PR #1153, opened 2019-07-19
Update "less object serializations KEP" and move it to implementable state

wojtek-t:


wojtek-t:
@prow - why it isn't merging?

BenTheElder:
this was https://github.com/kubernetes/test-infra/issues/13551

PR #1163, opened 2019-07-23
Tools hack

chuckha:
/assign @justaugustus 

an alternative to #1162 

This is the tools-hack that would make go.mod work with a vendor.

I'm really curious about the preference for this over the original solution. We've been talking about this for a while and folks seem split on the issue. If you feel like sharing your take, I'd be very interested to hear it.


chuckha:
/close
discussed offline, we're going to try the no-vendor approach and see how that goes.

PR #1165, opened 2019-07-23
Remove SelfLink KEP implementable

wojtek-t:
As this this required to happen before feature freeze


deads2k:
/lgtm

Yeah, sorry, I didn't realize the original wasn't in this state.

PR #1170, opened 2019-07-26
KEP: Graduate kube-scheduler component config to v1beta1.

jfbai:
#785


justinsb:
Something that came up when I tried to use these types, which I raised with wg-component-standard, is that we probably want all fields to be nilable: https://groups.google.com/forum/#!topic/kubernetes-wg-component-standard/hO7Lmi0cwQU

I owe a KEP on that, but we might not want to push componentconfig out of alpha given that.

justinsb:
I sent (a draft of) the KEP I owe :-) https://github.com/kubernetes/enhancements/pull/1173  I figure we need to decide whether that impacts beta, and if so how to prioritize/schedule.

bsalamat:
/hold

I just saw @justinsb comments.

PR #1189, opened 2019-07-30
crd-defaulting: add details about v1 API

sttts:


deads2k:
This is consistent with https://github.com/kubernetes/kubernetes/pull/79604

/lgtm

PR #1200, opened 2019-08-05
Addressed both default behavior problems in priority-and-fairness

MikeSpreitzer:


MikeSpreitzer:
/cc @yue9944882 
/cc @aaron-prindle 
@mars1024

MikeSpreitzer:
@MikeSpreitzer

PR #1212, opened 2019-08-10
KEP: add ReadOnlyBindAddress to KubeletConfiguration.

jfbai:
The KEP for #1208

### DIFF
--- a/keps/sig-node/20190809-add-readonly-bind-address.md
+++ b/keps/sig-node/20190809-add-readonly-bind-address.md
@@ -1,0 +1,110 @@
+---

━━━━━━━━

Copy each line above holding "keps".

--- a/keps/sig-node/20190809-add-readonly-bind-address.md
+++ b/keps/sig-node/20190809-add-readonly-bind-address.md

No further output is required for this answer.